Local Spin

Seaside City Manager Craig Malin isn’t a normal city manager. He cruises around Seaside on a bike that he doesn’t seem to bother locking up. His office, spiffed up with mid-century modern furniture, features a collection of baseballs on his desk and bats in a corner (this is his year, as his beloved Chicago Cubs won the 2016 World Series).

Maybe the weirdest thing about him, though, is that he communicates. Not begrudgingly – he actually seems to love it. He has an open-door office policy, an amusing Twitter feed, an evolved personal website he updates regularly and a city-business newsletter called The Manifest posted to the city’s website every week. He even says he likes journalists, to which I think, “C’mon – hating us is a national pastime bigger than baseball.”

He also likes accountability. And he says that’s at the heart of a lawsuit he filed June 15 against The Quad-City Times; its owner, Lee Enterprises; and journalists Barb Ickes and Brian Wellner, alleging the newspaper and those staffers libeled him as city administrator of Davenport, Iowa.

“I asked them four times to correct the record.

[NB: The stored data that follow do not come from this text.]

PR #757, opened 2019-01-09
PARIS - ESTELLE & JULES F. - FUNCTIONS AND ARRAYS 

F-Jules:
@wnski

### DIFF
--- a/starter-code/src/functions-and-arrays.js
+++ b/starter-code/src/functions-and-arrays.js
@@ -1,100 +1,433 @@
 // Find the maximum
 
+function maxOfTwoNumbers(x, y) {
+  if (x > y) {
+    return x;
+  } else if (y > x) {
+    return y;
+  } else {
+    return x;
+  }
+}
+
 // Finding Longest Word
 var words = [
-  'mystery',
-  'brother',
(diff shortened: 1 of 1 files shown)


starter-code/src/functions-and-arrays.js
```diff
@@ -1,100 +1,433 @@
...
+  }
+  var wordsString = words.toString();
+  var regex = /,/gi;
+  var wordsReplace = wordsString.replace(regex, "");
+  var avgWords = wordsReplace.length / words.length;
+  return avgWords;
+}
+
+console.log(averageWordLength(wordsArr));
+
```
ta-web-paris: Ok, this is working. Here is another way to do it that I find easier to understand:
```
  if (array.length === 0) {
    return undefined;
  }
  var sumLetters = 0;
    sumLetters += array[i].length;
  }
  return sumLetters / array.length;
}
```

ta-web-paris:
That's good! You understood the concepts and your code is clear and easy to understand. Continue this way!

ta-web-paris:
That's good! You understood the concepts and your code is clear and easy to understand. Continue this way!

PR #760, opened 2019-01-09
Paris - Raja & Delphine

Deie:
@RaproCode

Exercise not done but we'll try to finish and most importantly understand it by tonight : )

### DIFF
--- a/starter-code/src/functions-and-arrays.js
+++ b/starter-code/src/functions-and-arrays.js
@@ -1,5 +1,9 @@
 // Find the maximum
+function maxOfTwoNumbers(a, b) {
+  return Math.max(a, b);
+}
 
+maxOfTwoNumbers(4, 6);
 // Finding Longest Word
 var words = [
   'mystery',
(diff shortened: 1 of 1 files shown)


starter-code/src/functions-and-arrays.js
```diff
@@ -11,14 +15,69 @@ var words = [
...
+  }
+  for (var i = 0; i < avgNumber.length; i += 1) {
+    //  console.log(avgNumber[i]);
+    total = total + avgNumber[i];
+    if ()
+  }
+  return total;
+}
+averageNumbers(avgNumber);
+
```
ta-web-paris: The method began in a good way. You probably missed a bit of time to finish it. Here is the solution for this part. 
```
  if (array.length === 0) {
    return undefined;
  }
  console.log(sumArray(array), array.length);
}

var average = averageNumbers(numbersAvg);
console.log(average);
```

ta-web-paris:
Keep on going your good work! And let us know if you continue working on the exercise because we won't receive any notification. Like that we can correct it. :)

PR #761, opened 2019-01-09
Paris - Christina & Thomas

tomdreamer:
@CIBailey

### DIFF
--- a/starter-code/src/functions-and-arrays.js
+++ b/starter-code/src/functions-and-arrays.js
@@ -1,100 +1,438 @@
 // Find the maximum
 
+function maxOfTwoNumbers(a, b) {
+  if (a > b) {
+    return a;
+  } else {
+    return b;
+  }
+}
+m;
+console.log(maxOfTwoNumbers(4, 2));
 // Finding Longest Word
+
 var words = [
-  'mystery',
-  'brother',
-  'aviator',
-  'crocodile',
-  'pearl',
-  'orchard',
-  'crackpot'
+  "mystery",
+  "brother",
+  "aviator",
+  "crocodile",
+  "pearl",
+  "orchard",
+  "crackpot"
 ];
+var lgth = 0;
+
+for (var index = 0; index < words.length; index++) {
+  if (words[index].length > lgth) {
+    var lgth = words[index].length;
+    answer = words[index];
+  }
+}
+
+console.log(answer);
+
+function findLongestWord(words) {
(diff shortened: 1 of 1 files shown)


starter-code/src/functions-and-arrays.js
```diff
@@ -1,100 +1,438 @@
...
+
+function findLongestWord(words) {
+  words.forEach(function(wordsIndex) {
+    if (wordsIndex.length > lght) {
+      var lght = wordsIndex.length;
+      answer = wordsIndex;
+    }
+  });
+}
+console.log(answer);
```
ta-web-paris: You should create your function first and and initialise the var inside the function. The variable is there to stock the longest word.
Then you define if the array is empty by an `if statement`. You could use a `forEach` but I think it's simpler with a `for loop`. 

Here is the way to do it: 
```
function findLongestWord(array) {
  var longest = wordsArr[0];
if (array.length === 0) {
  return undefined;
  }

for (var = i; i < array.length; i++) {
  if (array[i].length > longestWord.length){
    longestWord = array[i];
    return longestWord;
    }
  }
};
```

starter-code/src/functions-and-arrays.js
```diff
@@ -1,100 +1,438 @@
...
+    sum1 = sum1 + numbers[index];
+  }
+  return sum1;
+}
+
+function averageNumbers(fff) {
+  var average = sumArray(fff) / fff.length;
+  return average;
+}
+averageNumbers(numbersAvg);
```
ta-web-paris: If you put twice the same function, Jasmine is not gonna like it. :)

The first part is really confused but you did well in the second part. Just the variable is still declared outside the function and should be inside and the condition that if the array is empty is not written but it's right.

Here is how you could have it completely right: 
```
function sumArray(numbers) {
  var sum1 = 0;
  for (var index = 0; index < numbers.length; index++) {
    sum1 = sum1 + numbers[index];
  }
  return sum1;
}

function averageNumbers(fff) {
  if (fff.length === 0) {
    return undefined;
  }
  var average = sumArray(fff) / fff.length;
  return average;
}
averageNumbers(numbersAvg);
```

ta-web-paris:
Some parts seems really confused but some others are working. Don't hesitate to ask us (TAs) to have more explanations during the labs and even now. We are here to help. :) Don't worry, after coding and coding again, it's going to be just a way of thinking. (Chloé)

I got a response the first time I asked them, from their attorney, and it was not supportive,” Malin says.

It took Malin over an hour to explain to me, in painstaking detail, what led him to file the suit, a copy of which can be found on mcweekly.com. In essence, things began to go south with the paper starting in about 2014 over a few big initiatives Malin championed. One included redirecting a fraction of a sales tax toward funding college scholarships for Davenport high school graduates in exchange for those grads staying in the city for a set amount of time – a way, Malin says, to stop the brain drain. At first, the paper backed it, he says, but then changed heart. The initiative died.

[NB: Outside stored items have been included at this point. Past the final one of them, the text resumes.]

PR #763, opened 2019-01-09
Paris - Francesca && Kevin M

wowfranzik:
We need extra time to finish!!

@KevGhub

### DIFF
--- a/starter-code/src/functions-and-arrays.js
+++ b/starter-code/src/functions-and-arrays.js
@@ -1,100 +1,413 @@
 // Find the maximum
-
+function maxOfTwoNumbers(numberOne, numberTwo) {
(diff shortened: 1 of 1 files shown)


starter-code/src/functions-and-arrays.js
```diff
@@ -1,100 +1,413 @@
...
+    return 0;
+  }
+  var sum = numbers.reduce(function(total, currentValue) {
+    return total + currentValue;
+  });
+  return sum;
+}
+
+console.log(sumArray(numbers));
+
```
ta-web-paris: nice use of `reduce`

ta-web-paris:
Well done! The part you did is perfect. Sometimes it's hard to finish the labs. If you have time to finish them later that's good! Keep going like this!

PR #765, opened 2019-01-09
Paris Aurelie & Alexandre

AurelieBeno:
We struggle on the level 2 Array of string :(

@alexjoly13

### DIFF
--- a/starter-code/src/functions-and-arrays.js
+++ b/starter-code/src/functions-and-arrays.js
@@ -1,100 +1,430 @@
 // Find the maximum
+function maxOfTwoNumbers(a, b) {
+  if (a > b) {
+    return a;
+  } else {
+    return b;
+  }
+}
 
 // Finding Longest Word
+
 var words = [
-  'mystery',
-  'brother',
-  'aviator',
-  'crocodile',
-  'pearl',
-  'orchard',
-  'crackpot'
+  "mystery",
+  "brother",
+  "aviator",
+  "crocodile",
+  "pearl",
+  "orchard",
+  "crackpot"
 ];
+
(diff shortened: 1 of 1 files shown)


starter-code/src/functions-and-arrays.js
```diff
@@ -1,100 +1,430 @@
...
+  //  var numbers = [2, 6, 9, 10, 7, 4, 1, 9];
+  var reducer = (accumulator, currentValue) => accumulator + currentValue;
+  if (numbers.length < 1) {
+    return undefined;
+  } else {
+    var average = numbers.reduce(reducer) / numbers.length;
+    return average;
+  }
+}
+averageNumbers(numbers);
```
ta-web-paris: Again good use of `reduce`

starter-code/src/functions-and-arrays.js
```diff
@@ -1,100 +1,430 @@
...
+  var num = wordsArr.length;
+  console.log(num);
+  console.log(sum);
+  for (var i = 0; i < num; i++) {
+    sum += num;
+
+    return sum / num;
+  }
+}
+
```
ta-web-paris: Your function can't work because you're not passing the variable in into the `for loop`.
You need to pass all the elements of the array and add their length to the sum. 

You could have done it like this: 
```
  if (array.length === 0) {
    return undefined;
  }
  var sumLetters = 0;
    sumLetters += array[i].length;
  }
  return sumLetters / array.length;
}
```

ta-web-paris:
Well done! You understood the notions of the lab. Your code is clear and easy to read which is good! Keep doing this way!

PR #766, opened 2019-01-09
Paris - Nadjie & Jules B

NadjieVal:
we had some problem to increment everything needed in the function. Sometimes we don't know what should be in or out.

@julesbadin


ta-web-paris:
Well done! You seems to have understood the notions but don't hesitate to ask us (TAs) questions if something is not clear.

Another included the city launching an open government initiative called Davenport Today, a website that featured a searchable database of city expenditures, every Iowa Open Records Law request sent to the city (and the city’s corresponding responses) and every email received or sent by Malin. That a newspaper wouldn’t champion an open government endeavor seems ludicrous, but Malin says the paper viewed it as competition to its own work, even though the site never sold advertising. The award-winning website died after Malin left.

Things got uglier when Davenport undertook an initiative to buy out and move a privately owned casino. Other Iowa cities had succeeded in such conversions, resulting in millions of dollars in tax revenue. The city started the process of buying it, the paper decried it and the deal never happened. Then a private developer bought it for the same price being offered by the city. The city then planned to develop a sports complex, aided by a state grant, on land near the new casino development.

In June 2015, the paper wrote Malin kept details of costs of grading the land for the development secret, even from the City Council. Malin maintains the city was doing no such grading work. Still, the mayor asked for the resignations of both Malin and the city attorney (and later called for a special council meeting to discuss firing them both). A majority of the council boycotted and the meeting didn’t take place. Still, Malin left his job a week later.

In his lawsuit, Malin lays out a litany of instances of alleged libel surrounding the grading. One of the most glaring had the writer putting words into quotes and reporting them as something Malin said.

“[The paper] falsified the written record, they manufactured quotes and they published the exact opposite of the plainly visible truth,” Malin says. “I support newspapers holding people to account but to do it to attack someone who is advancing the public interest of government transparency strikes me as not appropriate.”

Dan Bowerman, city editor of Quad-City Times, says the paper has no comment. Lee Enterprises’ director of communications says it has no statement.

Suing is an extreme move and Malin faces a long slog to prove what he alleges. But just as I can’t imagine a paper not championing an open government website, I can’t imagine them not correcting their errors either.